- Exercise: The word "designed" appears in some lines of the entries. Say how many, and give nothing but the number.

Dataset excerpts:
PR #939, opened 2026-09-07
fault-proof: Move super root dispute game out of the interop section

ajsutton:
Super root dispute games ship before interop activates. A chain proposes super roots with a dependency set of one chain, and the consolidation step then has no executing message to validate. Each chain keeps its own `DisputeGameFactory` and `AnchorStateRegistry` until it joins the op-governed dependency set.

The fault proof page moves from `specs/interop/` to `specs/fault-proof/stage-one/super-fault-dispute-game.md`, with a `book.toml` redirect so the published URL still resolves. The page drops the statements that make the game interop specific and states when consolidation has nothing to validate.

The `l2-receipts` and `l2-block-data` pre-image hints stay gated on interop. Both are sent only from consolidation, which the client skips entirely when interop is inactive. The chain ID requirement on the other L2 hints now depends on the state transition the program verifies, not on the interop hardfork.

`OptimismPortal` gains a note on `migrateToSharedDisputeGame` beside the shared `ETHLockbox` migration. This also corrects two references to `migrateToSuperRoots`, which no longer exists.

Open as a draft for terminology review.


specs/fault-proof/stage-one/super-fault-dispute-game.md
```diff
@@ -34,6 +34,15 @@ pre-interop [fault dispute game][fault-dispute-game] with some modifications:
 - The L2 block number preimage oracle local key now always provides the timestamp of the proposal.
 - The L2 chain ID preimage oracle local key is no longer used and is never populated by the dispute game.
 
+A super game type is the respected game type in place of an output root game type. A permissionless chain uses the
+`SUPER_CANNON_KONA` game type. A permissioned chain uses the `SUPER_PERMISSIONED` game type.
```
ajsutton:
```suggestion
```

specs/fault-proof/stage-one/super-fault-dispute-game.md
```diff
@@ -80,13 +92,17 @@ For each step, the valid post state `TransitionState` is calculated by the algor
...
+  not
   checked at this stage.
   - No block is derived if `Step` is greater than the number of chains in the super root.
   - If the derivation process is unable to derive the next L1 block because the L1 head is reached, the post state is
     the [invalid state](#invalid-state)
 - Increment `Step`
 
+A game for a single chain therefore derives a block at `Step = 0` and derives no block for the remaining 126 steps.
+Those steps only increment `Step`.
+
```
ajsutton:
```suggestion
```

specs/fault-proof/stage-one/super-fault-dispute-game.md
```diff
@@ -99,10 +109,14 @@ recursively replacing any blocks with executing messages that became invalid bec
 The post state is defined as a super output where `timestamp` is the `SuperOutput` timestamp + 1, and the output roots
 are set to the output roots of the validated blocks (including any required replacements).
 
+When interop is not active, the `CrossL2Inbox` predeploy has no code, so a block contains no
+[executing message](../../interop/messaging.md#executing-messages). This step then has nothing to validate. It replaces
+no block, and the post state carries the pending progress through unchanged.
```
wwared: **Claude:** **Should-fix — distinguish the predeploy proxy from its implementation.**

The statement that `CrossL2Inbox` “has no code” before interop is incorrect. The [predeploy specification](https://github.com/ethereum-optimism/specs/blob/32db693586ac51299e24d8fe2692c658036fb60a/specs/protocol/predeploys.md#L42-L44) requires proxy bytecode throughout the first 2,048 addresses of the predeploy namespace, including the inbox at `0x4200000000000000000000000000000000000022`. Genesis installs that proxy independently of interop activation; installing the inbox implementation is what is gated.

The conclusion that there are no executing messages is correct, but the distinction matters: the address has nonempty code, and a call to the uninitialized proxy reverts rather than behaving like a call to an empty account. Please describe the absent implementation instead of an empty predeploy account.

Suggested replacement:

```suggestion
When interop is not active, the `CrossL2Inbox` implementation is not installed behind its predeploy proxy, so a block
contains no [executing message](../../interop/messaging.md#executing-messages). Consolidation therefore replaces no block,
and the post state carries the pending progress through unchanged.
```

specs/interop/optimism-portal.md
```diff
@@ -58,6 +66,35 @@ Returns the `ProxyAdmin` owner that manages the `ETHLockbox`.
...
+- MUST revert if the system is paused
+- MUST revert if the new `AnchorStateRegistry` is the same as the current one
+- MUST revert if either address is zero
+- MUST revert if the new `ETHLockbox` has not authorized this portal
+- MUST emit a `PortalMigrated` event with the old and new `ETHLockbox` and `AnchorStateRegistry`
+- SHOULD be called atomically with [`ETHLockbox.migrateLiquidity`](./eth-lockbox.md#migrateliquidity) in the same
+  transaction, or the portal may not be able to unlock enough ETH to finalize withdrawals
+
+The migration is one way. It invalidates every withdrawal proof that is already submitted, so users MUST prove those
+withdrawals again.
```
wwared: **Claude:** **Should-fix — make the intended exactly-once usage explicit.**

`migrateToSharedDisputeGame` is designed to be called exactly once, and that is the expectation for chain operators. Although the implementation permits multiple calls, it is not designed for repeated migration. The wording “The migration is one way” can be read as a contract-enforced guarantee rather than an operational requirement.

Please state the intended exactly-once usage explicitly and distinguish it from what the function enforces. This should not suggest that repeat migrations are an intended use of the API. Keep the warning that joining the shared dispute-game system invalidates proofs against the previous factory.

Suggested replacement:

```suggestion
`migrateToSharedDisputeGame` is designed for a one-time migration. Chain operators are expected to call it exactly once
when joining the op-governed dependency set. Although the function permits repeated calls, it is not designed for repeated
migration. Switching to the shared `DisputeGameFactory` invalidates withdrawal proofs against games from the previous
factory, so users MUST prove those withdrawals again.
```

wwared (approved):
LGTM. Two non-blocking nits/suggestions below, AI did a better job explaining them than I could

- Expected answer: 3